Exercise objective: Word for word, return every record that follows.

Stored dataset items:
============

PR #764, opened 2023-07-11
Use kr8s in networking functions

Matt711:
Seperate operator networking functions and use kr8s api in them.

### DIFF
--- a/dask_kubernetes/operator/controller/networking.py
+++ b/dask_kubernetes/operator/controller/networking.py
@@ -9,7 +9,6 @@ from distributed.core import rpc
 
 from dask_kubernetes.aiopykube.objects import Pod
 from dask_kubernetes.exceptions import CrashLoopBackOffError
-from kr8s.portforward import PortForward
 from kr8s.asyncio.objects import Service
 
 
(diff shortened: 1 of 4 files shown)


dask_kubernetes/operator/controller/networking.py
```diff
@@ -0,0 +1,176 @@
...
+        except socket.gaierror as e:
+            if i >= retries - 1:
+                raise e
+            await asyncio.sleep(0.5)
+
+
+async def port_forward_service(service, remote_port, local_port=None):
+    async with PortForward(service, remote_port, local_port) as port:
+        print(f"Forwarding to port {port}")
+        return port
```
Matt711, line 95: This should be `port.local_port`

jacobtomlinson, line 95: If you do `async with` the port forward will close when the function returns.

```suggestion
    pf = service.portforward(remote_port, local_port)
    port = await pf.start()
    print(f"Forwarding to port {port}")
    return port
```

We might also want to return `pf` and hold a reference to it somewhere but I'm not sure.

jacobtomlinson:
This was superseded

PR #768, opened 2023-07-14
Add smoke test for helm deployment

bstadlbauer:
This PR adds a smoke test that installs the helm chart into the local kind cluster to check whether the deployment is working correctly and a simple cluster can come up. This should minimize releasing broken versions.

### DIFF
--- a/dask_kubernetes/conftest.py
+++ b/dask_kubernetes/conftest.py
@@ -26,7 +26,9 @@ def kopf_runner(k8s_cluster):
 @pytest.fixture(scope="session")
 def docker_image():
     image_name = "dask-kubernetes:dev"
-    subprocess.run(["docker", "build", "-t", image_name, "./ci/"], check=True)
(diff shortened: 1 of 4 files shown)


bstadlbauer:
@jacobtomlinson Seems like the test setup is slow and I would expect this to be due to the docker build that's happening. 

Should I try to improve the build time there by leveraging caching?

bstadlbauer:
I've also added a second tests with `--set=rbac.create=false` which seems to be failing - is this expected?

jacobtomlinson:
> Seems like the test setup is slow and I would expect this to be due to the docker build that's happening.

I'm curious why the existing docker image fixture isn't being used here?

> I've also added a second tests with --set=rbac.create=false which seems to be failing - is this expected?

We should look into this. Do you want to xfail the test for now and open an issue to track it?

bstadlbauer:
Closing this as I've had not had time to get back to this

PR #770, opened 2023-07-14
Fix worker batching by ensuring env vars are passed correctly

### LINKED ISSUE #769: Helm chart failing to create workers with the new release.
Actually @jacobtomlinson it's still failing to create workers with the new release. 

I believe because [here](https://github.com/dask/dask-kubernetes/commit/35d42e5d74ded4c940d3ba4c23650da47c3e02c5#diff-fa353c03afcff8463787e5b6ffc87cf63d70b7d7030263085aacaf3cfc706ca6R38) the env variable must be a string. So need to cast [these](https://github.com/dask/dask-kubernetes/commit/35d42e5d74ded4c940d3ba4c23650da47c3e02c5#diff-7cb42253590c235aed32d49bd4ea3cebbbbec7877213a4969e9f4a880d47c8f4R637-R638)

_Originally posted by @dyu-bot in https://github.com/dask/dask-kubernetes/issues/766#issuecomment-1634771138_

jacobtomlinson:
Updated the helm chart to ensure we only pass the worker batching env vars if they are set, and set them as a string because env vars expect that.

Then updated the controller to ensure we cast those back to integers.

Closes #769

### DIFF
--- a/dask_kubernetes/operator/controller/controller.py
+++ b/dask_kubernetes/operator/controller/controller.py
@@ -634,8 +634,12 @@ async def daskworkergroup_replica_update(
                 if "labels" in worker_spec["metadata"]:
                     labels.update(**worker_spec["metadata"]["labels"])
 
-            SIZE = dask.config.get("kubernetes.controller.worker-allocation.batch-size")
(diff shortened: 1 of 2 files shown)


jacobtomlinson:
cc @dyu-bot

PR #772, opened 2023-07-14
Tell pytest to fail fast

jacobtomlinson:
We keep seeing hanging CI and it's hard to debug what is going on. Many of these runs have many test failures before locking up. This PR adds the `-x` flag to pytest which will cause it to exit after the first failure. Hopefully this should help get to the bottom of the hangs.


jacobtomlinson:
Not working perfectly but is an improvement so going to merge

============

Reply:
PR #764, opened 2023-07-11
Use kr8s in networking functions

Matt711:
Seperate operator networking functions and use kr8s api in them.

### DIFF
--- a/dask_kubernetes/operator/controller/networking.py
+++ b/dask_kubernetes/operator/controller/networking.py
@@ -9,7 +9,6 @@ from distributed.core import rpc
 
 from dask_kubernetes.aiopykube.objects import Pod
 from dask_kubernetes.exceptions import CrashLoopBackOffError
-from kr8s.portforward import PortForward
 from kr8s.asyncio.objects import Service
 
 
(diff shortened: 1 of 4 files shown)


dask_kubernetes/operator/controller/networking.py
```diff
@@ -0,0 +1,176 @@
...
+        except socket.gaierror as e:
+            if i >= retries - 1:
+                raise e
+            await asyncio.sleep(0.5)
+
+
+async def port_forward_service(service, remote_port, local_port=None):
+    async with PortForward(service, remote_port, local_port) as port:
+        print(f"Forwarding to port {port}")
+        return port
```
Matt711, line 95: This should be `port.local_port`

jacobtomlinson, line 95: If you do `async with` the port forward will close when the function returns.

```suggestion
    pf = service.portforward(remote_port, local_port)
    port = await pf.start()
    print(f"Forwarding to port {port}")
    return port
```

We might also want to return `pf` and hold a reference to it somewhere but I'm not sure.

jacobtomlinson:
This was superseded

PR #768, opened 2023-07-14
Add smoke test for helm deployment

bstadlbauer:
This PR adds a smoke test that installs the helm chart into the local kind cluster to check whether the deployment is working correctly and a simple cluster can come up. This should minimize releasing broken versions.

### DIFF
--- a/dask_kubernetes/conftest.py
+++ b/dask_kubernetes/conftest.py
@@ -26,7 +26,9 @@ def kopf_runner(k8s_cluster):
 @pytest.fixture(scope="session")
 def docker_image():
     image_name = "dask-kubernetes:dev"
-    subprocess.run(["docker", "build", "-t", image_name, "./ci/"], check=True)
(diff shortened: 1 of 4 files shown)


bstadlbauer:
@jacobtomlinson Seems like the test setup is slow and I would expect this to be due to the docker build that's happening. 

Should I try to improve the build time there by leveraging caching?

bstadlbauer:
I've also added a second tests with `--set=rbac.create=false` which seems to be failing - is this expected?

jacobtomlinson:
> Seems like the test setup is slow and I would expect this to be due to the docker build that's happening.

I'm curious why the existing docker image fixture isn't being used here?

> I've also added a second tests with --set=rbac.create=false which seems to be failing - is this expected?

We should look into this. Do you want to xfail the test for now and open an issue to track it?

bstadlbauer:
Closing this as I've had not had time to get back to this

PR #770, opened 2023-07-14
Fix worker batching by ensuring env vars are passed correctly

### LINKED ISSUE #769: Helm chart failing to create workers with the new release.
Actually @jacobtomlinson it's still failing to create workers with the new release. 

I believe because [here](https://github.com/dask/dask-kubernetes/commit/35d42e5d74ded4c940d3ba4c23650da47c3e02c5#diff-fa353c03afcff8463787e5b6ffc87cf63d70b7d7030263085aacaf3cfc706ca6R38) the env variable must be a string. So need to cast [these](https://github.com/dask/dask-kubernetes/commit/35d42e5d74ded4c940d3ba4c23650da47c3e02c5#diff-7cb42253590c235aed32d49bd4ea3cebbbbec7877213a4969e9f4a880d47c8f4R637-R638)

_Originally posted by @dyu-bot in https://github.com/dask/dask-kubernetes/issues/766#issuecomment-1634771138_

jacobtomlinson:
Updated the helm chart to ensure we only pass the worker batching env vars if they are set, and set them as a string because env vars expect that.

Then updated the controller to ensure we cast those back to integers.

Closes #769

### DIFF
--- a/dask_kubernetes/operator/controller/controller.py
+++ b/dask_kubernetes/operator/controller/controller.py
@@ -634,8 +634,12 @@ async def daskworkergroup_replica_update(
                 if "labels" in worker_spec["metadata"]:
                     labels.update(**worker_spec["metadata"]["labels"])
 
-            SIZE = dask.config.get("kubernetes.controller.worker-allocation.batch-size")
(diff shortened: 1 of 2 files shown)


jacobtomlinson:
cc @dyu-bot

PR #772, opened 2023-07-14
Tell pytest to fail fast

jacobtomlinson:
We keep seeing hanging CI and it's hard to debug what is going on. Many of these runs have many test failures before locking up. This PR adds the `-x` flag to pytest which will cause it to exit after the first failure. Hopefully this should help get to the bottom of the hangs.


jacobtomlinson:
Not working perfectly but is an improvement so going to merge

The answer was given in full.